Pfarrkirche Weißensee
Parish Church
The oldest sections of this Protestant parish church in Berlin-Weissensee date back to when the small one-road village Wittense (Low German for „Weissensee“) was founded by fishermen and hunters in the 13th Century on the eastern shore of lake „Weissen See“ on a trading route connecting the Baltic to Bohemia.

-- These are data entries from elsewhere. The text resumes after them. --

PR #1252, opened 2017-11-15
Move undo discard button & prompt if head has changed since last discard

kuychaco:
Refer to comment thread in #1242


kuychaco:
Superseded by #1702

PR #1254, opened 2017-11-17
Disable all relevant color options when executing Git commands

### LINKED ISSUE #977: Git config `ui = always` breaks diff pane
I just updated atom to 1.18.0 in osx and started looking at the github package. The staging pane works fine, but when clicking on one of the modified files nothing happens.
I just get this error on the console:

`Uncaught (in promise) peg$SyntaxError {message: "Expected "* Unmerged path ", "diff ", "diff --cc ", or end of input but "\x1B" found.", expected: Array[4], found: "", location: Object, name: "SyntaxError"}`

This is my atom version:
Atom    : 1.18.0
Electron: 1.3.15
Chrome  : 52.0.2743.82
Node    : 6.5.0

I tried different repos and safe mode but the error always happens

BinaryMuse:
In lieu of an environment variable or some other global `--no-color` option, this PR adds command line arguments to every Git command that sets all relevant color options to `false` (which is equivalent to `never` for options that take it).

Fixes #977

### DIFF
--- a/lib/git-shell-out-strategy.js
+++ b/lib/git-shell-out-strategy.js
@@ -41,6 +41,13 @@ export class LargeRepoError extends Error {
   }
 }
 
+const DISABLE_COLOR_FLAGS = [
+  'branch', 'diff', 'showBranch', 'status', 'ui',
+].reduce((acc, type) => {
+  acc.unshift('-c', `color.${type}=false`);
+  return acc;
+}, []);
+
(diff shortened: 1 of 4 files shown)


BinaryMuse:
An alternative approach would be to find all the invocations of the specific commands that take a `--no-color` option (like `status` and `diff`) and add the arguments there, but this strategy makes sure we don't miss any. Open to additional 💭 s.

PR #1274, opened 2018-01-04
Fix #1067: Bypass external diff tools

### LINKED ISSUE #1067: External app opens if external diff tool is defined in .gitconfig
### Description

Atom opens the external application for git diff, if defined in repository `.git/config` or global `.gitconfig`. In my opinion it should always use the built-in viewer editor. Reason I have an external tool configured is because when using command line I prefer to view diff using [Meld](http://meldmerge.org/). There's no reason to do it if already on a GUI (i.e. Atom).

This is possible in command-line using `git diff --no-ext-diff`, but I don't know how Atom handles it, if it's possible to skip git configuration from it.

### Steps to Reproduce

1. [Configure an external diff tool](https://stackoverflow.com/questions/255202/how-do-i-view-git-diff-output-with-a-visual-diff-program) in `~/.gitconfig` or `.git/config`
2. Open a git repo in Atom
3. Change something
4. Click a file in the *Unstaged changes* panel
5. The external diff tool will be opened

If you want to reproduce **more quickly** without the hassle of configuring an external tool, you can specify any invalid command as diff tool. The command will fail, but Atom will not show the diff anyway. Just replace step one with:

1. `echo -e "\n[diff]\n\texternal = missingno" >> ~/.gitconfig`

### Versions

   Ubuntu 16.04.2 LTS

    Atom    : 1.18.0
    Electron: 1.3.15
    Chrome  : 52.0.2743.82
    Node    : 6.5.0

    apm  1.18.1
    npm  3.10.10
    node 6.9.5 x64
    python 2.7.12
    git 2.7.4

daviwil:
This change fixes issue #1067 which states that a user-configured external diff tool will cause the "View [Un]Staged Changes" commands to return empty diff views because `git diff` launches an external viewer.  The fix is to add the `--no-ext-diff` parameter to the `git diff` call in `getDiffForFilePath` as this bypasses any user-configured external diff tool.

I double-checked the `diffFileStatus` path since that's another call to `git diff`, it does not seem to be affected by user configuration.

Since this is my first PR to this repo, please let me know if I'm not following the guidelines correctly!  :smile: 
 
Fixes #1067

### DIFF
--- a/lib/git-shell-out-strategy.js
+++ b/lib/git-shell-out-strategy.js
@@ -461,7 +461,7 @@ export default class GitShellOutStrategy {
   }
 
   async getDiffForFilePath(filePath, {staged, baseCommit} = {}) {
-    let args = ['diff', '--no-prefix', '--no-renames', '--diff-filter=u'];
+    let args = ['diff', '--no-prefix', '--no-ext-diff', '--no-renames', '--diff-filter=u'];
     if (staged) { args.push('--staged'); }
     if (baseCommit) { args.push(baseCommit); }
     args = args.concat(['--', toGitPathSep(filePath)]);
--- a/test/git-strategies.test.js
+++ b/test/git-strategies.test.js
@@ -203,6 +203,18 @@ import {fsStat, normalizeGitHelperPath, writeFile, getTempDir} from '../lib/help
         assert.isUndefined(diffOutput);
       });
 
+      it('bypasses external diff tools', async function() {
+        const workingDirPath = await cloneRepository('three-files');
+        const git = createTestStrategy(workingDirPath);
+
+        fs.writeFileSync(path.join(workingDirPath, 'a.txt'), 'qux\nfoo\nbar\n', 'utf8');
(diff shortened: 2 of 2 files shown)


BinaryMuse:
@daviwil I lied! Mind running `npm run lint` and fixing the errors that pop up? Thanks!!

daviwil:
Whoops!  Should have thought of that :)  Updated the PR, thanks a bunch!

daviwil:
Hmm, looks like the macOS build timed out.  Is that a common occurrence or should I investigate?

daviwil:
My mistake, the timeout was in the Linux build which uses Atom Beta.  I noticed a similar build timeout [here](https://travis-ci.org/atom/github/jobs/313786361) so it seems like a recurrent issue.

BinaryMuse:
@daviwil Yeah, it's a weird flaky test thing we haven't tracked down. I'll keep an eye on the tests and merge when green. Thanks again!! ❤️

Arcanemagus:
> it's a weird flaky test thing

I see it rarely on several different repos, I think it's a bug with either Travis or Atom itself personally.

The original wooden church was replaced by a stone church in the second half of the 15th Century on the village green. After the church was modified several times, in 1834 the church tower received a cap that was probably based on a design by Karl Friedrich Schinkel. In 1863 the church structure was expanded to the East, and in around 1900, the transept and choir apse were established. The church burned out completely in 1943 after a bomb raid. In 1948/49 it was rebuilt in a very simplified form by Herbert Erbs, the tower above the pavilion roof received a simple roof spire. The church has an organ from the company W. Sauer (Frankfurt/Oder) with 15 stops on two manuals and one pedal. The front side of the organ (organ prospect, also referred to as the “face“), along with the altar table, the baptismal font, pulpit, and candelabras for the church were all designed by Werner Richter. The altar crucifix was made by the Berlin art foundry, Fritz Kühn, and the stain-glass windows in the apse windows were designed by painter Gerhard Olbrich. The parish church is dedicated to the Virgin Mary, John the Evangelist and St. Catherine.